La SUEGRA TÓXICA exigió obediencia CIEGA por décadas, ahora SIN SALUD ruega ayuda y la NUERA le da la ESPALDA con ELEGANCIA

PARTE 1: El Reinado del Terror con Sabor a Salitre

El sol de Málaga siempre ha tenido la costumbre de dorarlo todo, de darle a la ciudad un aire de postal eterna, con su olor a salitre, a espeto de sardinas asándose en las barcas de la Misericordia y a jazmín en las noches de verano. Pero en el número cuarenta y dos del Paseo Marítimo, dentro del piso de techos altos y molduras recargadas de Doña Angustias, el sol parecía pedir permiso antes de entrar, y si lo hacía, se quedaba acobardado en una esquinita de la alfombra persa.

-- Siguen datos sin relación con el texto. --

PR #256, opened 2026-08-16
Add VoxCPM v1 — lightweight VoxCPM TTS support (0.5B)

jasonchen31:
## 1. Overview

Adds support for the **[OpenBMB VoxCPM-0.5B](https://github.com/OpenBMB/VoxCPM)** lightweight TTS model to audio.cpp (ported from [VoxCPM.cpp](https://github.com/bluryar/VoxCPM.cpp)), reusing the existing and already-released `voxcpm2` model tree:

| Model | Params | Output sample rate | GGUF file |
|---|---|---|---|
| VoxCPM-0.5B | 0.5B | **16 kHz** | `voxcpm-0.5b-q8_0-audiovae-f16.gguf` |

Doña Angustias no era una mujer; era una institución. Una de esas señoras de la vieja escuela del sur, armadas con un abanico que sonaba como un látigo cuando lo abría de golpe y una lengua que habría servido para afilar cuchillos jamoneros. Durante las últimas dos décadas, su nuera, Carmen, había sido el blanco principal, secundario y de reserva de todos sus dardos envenenados.

Carmen era una mujer que, cuando conoció a Paco —el único hijo varón de Angustias, la “niña de sus ojos”, su “rey moro”—, tenía la luz en la mirada de quien cree que el amor lo puede todo. Qué ilusa. No sabía que casarse con Paco incluía un contrato de servidumbre no remunerada con una suegra que consideraba que nadie, ni la mismísima Virgen de la Victoria, era lo suficientemente buena para su hijo.

—Hija mía —le decía Angustias en sus primeros años de matrimonio, sentada en la cabecera de la mesa mientras Carmen le servía un plato de puchero—. Yo no digo que tú no le pongas voluntad, que se ve que eres una muchacha apañada, pero es que a este caldo le falta “sustancia”. Mi Paco está acostumbrado a otra cosa. Está descolorío el pobre. Que parece que le echas el agua de fregar los platos, con todos mis respetos.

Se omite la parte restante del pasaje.